And let’s hear it for the idle rich living off their inheritances. Would tennis or golf have ever come into existence without them? You need a leisure class, with time on its hands, to perfect such games and then popularise them. The Grand National would be a sorry affair if the assorted rich couldn’t afford to keep their horses in straw. Would the modern museum have ever come into existence were it not for the obsessions of private collectors in the 18th century? How many art galleries, opera houses, city academies or football clubs depend on the vanity or philanthropy of the super-rich? How many artists and musicians have flourished thanks to the patronage of the wealthy?

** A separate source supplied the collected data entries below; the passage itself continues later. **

PR #1404, opened 2024-07-08
nrf_modem: update Kconfig

lemrey:
Split the Kconfig that control the variant and build strategy.

### DIFF
--- a/nrf_modem/Kconfig
+++ b/nrf_modem/Kconfig
@@ -11,30 +11,41 @@ config NRF_MODEM
 	select NRFX_IPC if (SOC_SERIES_NRF91X || ZTEST)
 	select REQUIRES_FULL_LIBC
 
+if NRF_MODEM
+
 choice NRF_MODEM_BUILD_STRATEGY
 	prompt "Build strategy"
-	depends on NRF_MODEM
-	default NRF_MODEM_LINK_BINARY_CELLULAR
+
+config NRF_MODEM_LINK_BINARY
+	bool "Link binary"
+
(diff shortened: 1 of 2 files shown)


nrf_modem/Kconfig
```diff
@@ -11,30 +11,41 @@ config NRF_MODEM
...
 	prompt "Build strategy"
-	depends on NRF_MODEM
-	default NRF_MODEM_LINK_BINARY_CELLULAR
+
+config NRF_MODEM_LINK_BINARY
+	bool "Link binary"
+
+endchoice # NRF_MODEM_BUILD_STRATEGY
+
+choice
```
eivindj-nordic, line 24: Should we give the choice a name?

nrf_modem/Kconfig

Nobody likes paying taxes, so we prefer them to be spent on important things – schools, kidney dialysis machines, keeping Prezza in a grace-and-favour apartment and harassing smokers. Nobody won votes promising more opera. So we need the idle rich to add vim and colour to our lives. Who knows what new things will emerge from their ability to experiment and play around, free from the constraints of 9 to 5 wage slavery. Maybe among the legion of slacking trust-funders at film school is the next Spielberg. Maybe there is even a billionaire who can make a reality of Peter Mandelson’s millennium promise that the nonexistent sport of surfball would be the game of the 21st century. In our age of abundance, we still need the filthy rich to give us a clue about how to enjoy life and discover new luxuries for us to consume.

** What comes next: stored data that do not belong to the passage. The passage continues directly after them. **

PR #1406, opened 2024-07-11
nrf_wifi: Update RPU patch to rev#612647283a5

srinivas1201:
Lmac:
[NRF7X-200]: Process TIM for all received beacons instead of
             DTIM beacons.
[SHEL-2919]: Null frame based legacy power save support in LMAC.

UMAC:
[SHEL-2816]: Protected keep-alive subfield is Handled based on the
             assoc type coming from host.
[SHEL-2817]: New command is added for configuring quiet period to rpu. [SHEL-2798]: Added option to disable WMM mode.
[SHEL-2918]: Add support to configure Null frame based power save.


srinivas1201:
All checks passed. Please review and approve accordingly.

udaynordic (approved):

ajayparida (approved):

PR #1411, opened 2024-07-19
test: CI-suit-dfu-test in test-spec.yml

jnsgsr:
Add triggers for SUIT DFU tests.


ahasztag (approved):
Seems ok, I wondered if adding crypto wouldn't be useful, however it does not seem that there is anythin in nrfxlib connected to the backend we are using.

kszromek-nordic (approved):

PR #1414, opened 2024-07-25
nrf_wifi: Add as a standlone library

krish2718:
Add cmake and kconfig files to make this module as a standlone library.


krish2718:
ported to nrf_wifi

Perhaps you still want to eat the rich. But the Rowntree Trust wouldn’t be able to issue its worthy reports if Joseph Rowntree, the teeth-rotting industrialist, hadn’t established the trust in 1904 to cure the “great scourges of humanity” – “war, slavery, intemperance, the opium traffic, impurity and gambling”. Karl Marx wouldn’t have had the freedom to think were it not for the patronage of the fox-hunting, factory-owning Friedrich Engels. Which goes to show that the rich aren’t all perfect.

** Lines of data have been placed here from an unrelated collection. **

PR #1431, opened 2024-08-08
nrf_802154: nRF54L15 use non-secure SL library for builds with `CONFIG_TRUSTED_EXECUTION_NONSECURE`

ankuns:
For builds with Kconfig option `CONFIG_TRUSTED_EXECUTION_NONSECURE` the non-secure binaries of nRF 802.15.4 SL library must be used.

To allow this with current `nrfxlib_calculate_lib_path` cmake function, the function is given additional parameter NS_PROVIDED.
This approach does not force other users to provide non-secure versions of their libraries (for example if their libs are secure-agnostic).
The nrfxlib_calculate_lib_path adds `_ns` suffix to the returned library path when the SoC is nRF54L15 and `CONFIG_TRUSTED_EXECUTION_NONSECURE` is enabled.
Other SoCs are out of scope now.

The nRF 802.15.4 SL library for nRF54L non-secure is deployed already with the PR:
https://github.com/nrfconnect/sdk-nrfxlib/pull/1430

### DIFF
--- a/common.cmake
+++ b/common.cmake
@@ -20,6 +20,10 @@ include_guard(GLOBAL)
 #
 # SOC_MODE:            Use the SoC name instead of the SoC architecture when calculating the path.
 #                      For example 'nrf52840' will be used for the path instead of 'cortex-m4'
+# NS_PROVIDED          Use name identifying non-secure library version for builds with
+#                      'CONFIG_TRUSTED_EXECUTION_NONSECURE' on supported SoCs.
+#                      Libraries that do not distinguish between secure and non-secure version
+#                      should not use this parameter.
 # BASE_DIR:            Base path from where the calculated path should start from.
 #                      When specifying BASE_DIR the path returned will be absolute, or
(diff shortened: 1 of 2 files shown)


common.cmake
```diff
@@ -46,6 +50,9 @@ function(nrfxlib_calculate_lib_path lib_path)
       set(arch_soc_dir ${arch_soc_dir}_cpunet)
     elseif(DEFINED CONFIG_SOC_NRF54L15_ENGA_CPUAPP)
       set(arch_soc_dir ${arch_soc_dir}_cpuapp)
+      if(DEFINED CONFIG_TRUSTED_EXECUTION_NONSECURE AND ${CALC_LIB_PATH_NS_PROVIDED})
+        set(arch_soc_dir ${arch_soc_dir}_ns)
```
e-rk, line 54: Shouldn't this be `${arch_soc_dir}_cpuapp_ns`?

e-rk (approved):

dawidprzybylo (approved):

Is constipation too much to stomach?
What’s not to like about constipation? Or, to be more precise, what’s wrong with that nononsense word “constipation”? You may have seen the ad in which two women sing the praises of a well-known yoghurt because it stops their insides being bunged up. Except they don’t say that; the voice-over talks of the product easing “slower digestive transit”. Eh? Who talks like that? We don't call air fresheners “negative olfactory sensation inhibitors”, or shampoo “follicular degreasant agent”. Get a grip, Mr Danone: what’s wrong with calling a manual excavation implement a manual excavation implement?
Different in kindness
The other day on the train a homeless person addressed the carriage, pleading for money. I firmly shook my head. I never give because: 1) the money would be better spent on agencies that help the indigent, 2) I don’t want to abet someone’s slow suicide by drink or drugs, and 3) giving money to beggars encourages more people to drop out. Not giving money is cruel to be kind.
But one passenger – let’s call him Mr Nice Guy – asked to look at the beggar’s arms for needle marks. Seeing none, he gave him money and started talkingly to him in a matey, familiar fashion. “Grrr,” I seethed inwardly. It was the mixture of showing himself au fait with underclass drug habits but also being uncorrupted by cynicism that rankled with me. I’m convinced that Mr Nice Guy raised his voice so that people could hear how good he was. Yuck: surely it was an example of moral showboating?
Yes, Mr Nice Guy preened his ethical plumage – but does that matter if the end result is kindness? And was I peevish because of guilt that my hardline stance was simply a cop out from helping? I genuinely don’t know: what do you think?